Feb. 21 -- The media flubbed the headline for the biggest news event in the past 50 years of science. The reporters and TV talking heads who crammed the Washington, D.C., press conference on Feb. 12 did understand that the details they were hearing about the human genome offered the story of a lifetime. But, they missed the real headline. Their stories should have simply said, "God vindicated!"
MOST REPORTERS ballyhooed the fierce competition between scientists working for the publicly funded Human Genome Project and those employed by the privately funded Celera Genomics Corporation of Rockville, Md., to gain credit for the discovery. Others wondered about the financial implications of allowing human genes to be patented.
Still other headlines were meant to give us pause about whether it would be good or bad to know more about the role genes play in determining our health. Knowing more about our genes, after all, might not be so great in an era in which there is not much guarantee of medical privacy but a pretty good chance of discrimination by insurers and employers against those with "bad" genes.
There were even a couple of headlines that suggested that humanity should not be quite so arrogant since we do not have as many genes as we thought relative to other plants and animals. In fact, as it turns out, we have only twice as many genes as a fruit fly, or roughly the same number as an ear of corn, about 30,000. Reductionism may not be all that it has been cracked up to be by molecular biologists.
But none of these headlines capture the most basic, the most important consequence of mapping out all of our genes. The genome reveals, indisputably and beyond any serious doubt, that God was right -- mankind was created over a short period of time independent from primitive animals.
Our genes show that evolution cannot be true. The response to all those who thump their calculators and say there is no proof, no test and no evidence in support of creationism is, "The proof is right here, in our genes." Eric Lander of the Whitehead Institute in Cambridge, Mass., said that if you look at our genome it is clear that "God
The core recipe of humanity carries clumps of genes that show we are created by the same God that created bacteria. There is no other way to explain the common nature of the genes that control key aspects of our development.
No one can look at how the book of life is written and not come away fully understanding that our genetic instructions have been created from the same programs that guide the behavior of animals. Our genetic instructions have been carefully assembled from the same sort of genetic instructions that make jellyfish, dinosaurs, wooly mammoths and our primate friends.
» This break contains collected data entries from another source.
PR #913, opened 2024-02-26
Add openssh-clients and catatonit to git

weyfonk:
openssh-clients should enable git repositories to be cloned via SSH.
Catatonit is needed for some use cases involving jobs, such as [1].

[1]: https://github.com/rancher/gitjob/commit/b2a3eaf53efd

### DIFF
--- a/src/bci_build/package/appcontainers.py
+++ b/src/bci_build/package/appcontainers.py
@@ -517,7 +517,11 @@ GIT_CONTAINERS = [
         license="GPL-2.0-only",
         package_list=[
             Package(name, pkg_type=PackageType.BOOTSTRAP)
-            for name in ("git-core",)
+            for name in (
+                "catatonit",
+                "git-core",
+                "openssh-clients",
+            )
             + (() if os_version == OsVersion.TUMBLEWEED else ("skelcd-EULA-bci",))
         ],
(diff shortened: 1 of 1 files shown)


src/bci_build/package/appcontainers.py
```diff
@@ -517,7 +517,11 @@ def _get_nginx_kwargs(os_version: OsVersion):
         license="GPL-2.0-only",
         package_list=[
             Package(name, pkg_type=PackageType.BOOTSTRAP)
-            for name in ("git-core",)
+            for name in (
+                "catatonit",
```
dcermak, line 521: Why catatonit?

dcermak, line 521: The use case from https://github.com/rancher/gitjob/commit/b2a3eaf53efd is imho too niche for a general purpose git image, I hence would not include `catatonit` in the image.
```suggestion
```

dcermak (changes requested):

src/bci_build/package/appcontainers.py
dcermak: Not all containers need a separate process to be PID 1, actually so far it has been the exception rather than the rule.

There is, as the scientists who cracked the genome all agreed, no other possible explanation.
Sure the business side of cracking our genetic code is fascinating. And we all need to be sure that our government does not leave us in the genetic lurch without laws to ensure our privacy and protect us against genetic discrimination. All that, however, is concern for the future. Right now the big news from mapping our genome is that mankind was created. The theory of creation is the only way to explain the arrangement of the 30,000 genes and three billion letters that constitute our genetic code.
The history of humanity is written in our DNA. Those who dismiss creation as myth, who insist that creation has no place in biology textbooks and our children's classrooms, are wrong.
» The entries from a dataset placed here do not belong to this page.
PR #936, opened 2024-03-04
Fix labelprefix for FIPS LTSS images

### LINKED ISSUE #922: FIPS LTSS 15.3 image uses the labelprefix `com.suse.bci` and not `com.suse.sle`
Test runs of the SLE 15.3 FIPS LTSS image are currently failing on OSD:
- https://openqa.suse.de/tests/13599317#step/_root_BCI-tests_metadata_/2
- https://openqa.suse.de/tests/13599318#step/_root_BCI-tests_metadata_/4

The message our genes send is that God was right.
SunCrusher DarkStar, Ph.D., is director of the Center for B.S. at the University of Life, The Universe, And Everything
The point is that this article presented no evidence, and, as any debater will tell you, that leaves nothing to argue.
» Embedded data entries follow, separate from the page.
PR #963, opened 2024-03-22
Add MariaDB healthcheck.sh script

alexandrevicenzi:
The script can run many tests as well be used in the container healthcheck instruction to check health status.

### DIFF
--- a/src/bci_build/package/appcontainers.py
+++ b/src/bci_build/package/appcontainers.py
@@ -130,6 +130,21 @@ HEALTHCHECK --start-period=5m --timeout=5s --interval=5s --retries=2 \
 ]
 
 _MARIADB_ENTRYPOINT = (Path(__file__).parent / "mariadb" / "entrypoint.sh").read_bytes()
+_MARIADB_HEALTHCHECK = (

BTW: I loved that. "All your base pairs are belong to God"
I can't see any point to this article other than to stir up conflict. Usually, I would expect a news outlet to post stories with information in them but this doesn't offer anything more than an opinion. What's to discuss about an opinion? I'd rather see some links to or quotes from studies and some of the evidence the author refers to.
DISCLAIMER: I am not a Creationist (let alone a Christian).
The human genome proves nothing. The basics of Creationism state that some omnipotent being (God) created the universe. If this Being did this, then there is no reason he couldn't have setup our genetics in such a way as to supposedly lend credit to such an argument. Proof schmoof.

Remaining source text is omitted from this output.